PR #191, opened 2016-09-21
add --show-in-gui and --recommended-vm-size to compute image update

colemickens:
This adds the ability to set `show_in_gui` and `recommended_vm_size` for compute images.

This won't work 100% yet because of these bugs:

* https://github.com/Azure/azure-sdk-for-python/issues/793 - recommended_vm_size is not populated
* https://github.com/Azure/azure-sdk-for-python/issues/794 - `show_in_gui` updates do not take effect

But, I can use `--show-in-gui` with a locally patched azure-storage-python package, and the recommended_vm_Size update works... but it will get clobbered on any subsequent updates because of how you've implemented the update logic.

So there's still value in merging this before the python-sdk fixes are implemented/merged.

### DIFF
--- a/azurectl/instance/image.py
+++ b/azurectl/instance/image.py
@@ -268,6 +268,8 @@ class Image(object):
             if value is not None:
                 if '_date' in name:
                     value = self.__convert_date_to_azure_format(value)
+                if 'show_in_gui' in name:
+                    value = value.lower() in ("yes", "true", "t", "1")
                 Defaults.set_attribute(image, name, value)
         return image
 
--- a/.bumpversion.cfg
+++ b/.bumpversion.cfg
@@ -1,5 +1,5 @@
 [bumpversion]
-current_version = 2.1.1
+current_version = 2.2.0
 commit = True
 tag = True
 
--- a/azurectl/commands/compute_image.py
+++ b/azurectl/commands/compute_image.py
@@ -35,6 +35,8 @@ usage: azurectl compute image -h | --help
            [--privacy-uri=<privacy_uri>]
            [--published-date=<date>]
            [--small-icon-uri=<small_icon_uri>]
+           [--show-in-gui=<show_in_gui>]
+           [--recommended-vm-size=<recommended_vm_size>]
        azurectl compute image publish --name=<imagename>
            [--private]
            [--msdn]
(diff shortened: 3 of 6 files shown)


schaefi:
I'm ok with adding the additional image metadata fields even though the SDK has issues with it, it will self heal once the SDK is fixed

However, your patch is missing the required unit test coverage. Could you add the tests too ? Thanks

azurectl/instance/image.py
```diff
@@ -267,7 +267,9 @@ def __decorate_os_image_attributes_for_update(self, image, update_record):
         for name, value in ordered_update_record.iteritems():
             if value is not None:
                 if '_date' in name:
-                    value = self.__convert_date_to_azure_format(value)
+                   value = self.__convert_date_to_azure_format(value)
+                if 'show_in_gui' in name:
+		   value = value.lower() in ("yes", "true", "t", "1")
```
schaefi: we have spacing issues here, 4 spaces should be used for indentation. flake will also complain about this

colemickens: Thanks, couldn't figure out why it was showing me that line in a diff, but I was viewing side-by-side. Will fix!

lmazuel:
FYI @schaefi azure-servicemanagement-legacy 0.20.5 released with the bug fixes related to this one.
https://pypi.python.org/pypi/azure-servicemanagement-legacy/0.20.5

colemickens:
@schaefi Tests added. Not sure if I handled the boolean flag correctly.

Also, not sure if I need to make a backward-compat change for the `show_in_gui` flag. It's unclear to me if it's going to default to `False` now, whereas it defaulted to `True` when being omitted, apparently.

schaefi:
There seems to be still a flake8 issue

From the travis log above

```
flake8
./azurectl/instance/image.py:270:20: E111 indentation is not a multiple of four
```

You can prevent travis from complaining if you run the flake8 and unit test targets in your development environment pior to creating the pull request. Also see:

* https://github.com/SUSE/azurectl#contributing
* https://github.com/SUSE/azurectl#testing

Hope that helps

schaefi:
There seems to be still a flake8 issue

From the travis log above

```
flake8
./azurectl/instance/image.py:270:20: E111 indentation is not a multiple of four
```

You can prevent travis from complaining if you run the flake8 and unit test targets in your development environment pior to creating the pull request. Also see:

* https://github.com/SUSE/azurectl#contributing
* https://github.com/SUSE/azurectl#testing

Hope that helps

colemickens:
Hi @schaefi. Thanks for the pointers and patience.

I've updated the PR and added a new commit that bumps the version. The tests and flake8 are passing, please take a look.

schaefi:
great work, thanks :+1:

colemickens:
Thanks for reviewing and merging! I'm assuming pushing the new version tag is something you do manually? Can you possibly do that as well? Thanks!

schaefi:
>    Thanks for reviewing and merging! I'm assuming pushing the new version
>    tag is something you do manually? Can you possibly do that as well?
>    Thanks!

sure, you will find roling releases here:

    http://download.opensuse.org/repositories/Cloud:/Tools

I will make a submission today, after I've finished my current Azure
upload and testing.

PR #195, opened 2016-10-31
Fixup data disk creation

schaefi:
The data disk file must be of the specified size in sparse
containing the vhd metadata at the end of the disk. Azure
only supports fixed size VHD's


schaefi:
Tested the fix in an instance still running here:

https://manage.windowsazure.com/@azurerdsuse.onmicrosoft.com#Workspaces/VirtualMachineExtension/VirtualMachine/ce73a2b0-d2e7-4ff6-b987-b32d6908de4e,ms-bootpart-test,ms-bootpart-test,ms-bootpart-test/dashboard

I haven't observed a shutdown of the instance

PR #196, opened 2016-12-13
Only upload vhd metadata on data-disk create

bear454:
The only content in an empty Azure data-disk is the fixed VHD footer, so instead of creating and reading
an arbitary-sized empty file, just upload the footer data.

### DIFF
--- a/azurectl/instance/data_disk.py
+++ b/azurectl/instance/data_disk.py
@@ -14,7 +14,6 @@
 from azure.common import AzureMissingResourceHttpError
 from azure.storage.blob.pageblobservice import PageBlobService
 from datetime import datetime
-from tempfile import NamedTemporaryFile
 from builtins import bytes
 from uuid import uuid4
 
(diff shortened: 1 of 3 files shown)


schaefi:
Are you sure about this ? meaning have you tested it and the VM did not run into the issue I have fixed with commit #8227893cc12cb1b5b13717ec56eb32f60a5b4cb6

In addition does the attached disk really have the requested size available for writing on the VM ?

I'm very doubtful about vhdfixed disk formats and I know the current implementation works fine because it has been tested for real in all combinations I could imagine, thus let's try hard to not break it.

I trust your coding, forgive me when I'll ask stupid questions

bear454:
Yes, I tested many times, and with the final image brought up two new servers each with two disks. 

Look at the variance in code... we weren't constructing a VHD disk image... just truncate'ing to a specific length, then writing the footer. Performance issues came from the upload portion, which was reading through all the zero blocks (often in our case nearly a TB of them). You can see, I didn't change the footer we were writing to disk, and if you follow the process through page_blob, you'll see in the end it did before only one block upload, and does now only one block upload.

schaefi:
yes makes all sense, sorry for being concerned

PR #202, opened 2017-01-18
Return dictionary status from request_status.

smarlowucf:
The [get_operation_status](https://github.com/Azure/azure-sdk-for-python/blob/f8dc98625404b75e5d6365ad30c04abc90ee751a/azure-servicemanagement-legacy/azure/servicemanagement/servicemanagementclient.py#L320) command from azure SDK is returning an [Operation](https://github.com/Azure/azure-sdk-for-python/blob/f8dc98625404b75e5d6365ad30c04abc90ee751a/azure-servicemanagement-legacy/azure/servicemanagement/models.py#L747) object not a string.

TASK – Please copy only these lines, exactly: the first line of the records through the line containing "not take effect", ends included.

ANSWER –
PR #191, opened 2016-09-21
add --show-in-gui and --recommended-vm-size to compute image update

colemickens:
This adds the ability to set `show_in_gui` and `recommended_vm_size` for compute images.

This won't work 100% yet because of these bugs:

* https://github.com/Azure/azure-sdk-for-python/issues/793 - recommended_vm_size is not populated
* https://github.com/Azure/azure-sdk-for-python/issues/794 - `show_in_gui` updates do not take effect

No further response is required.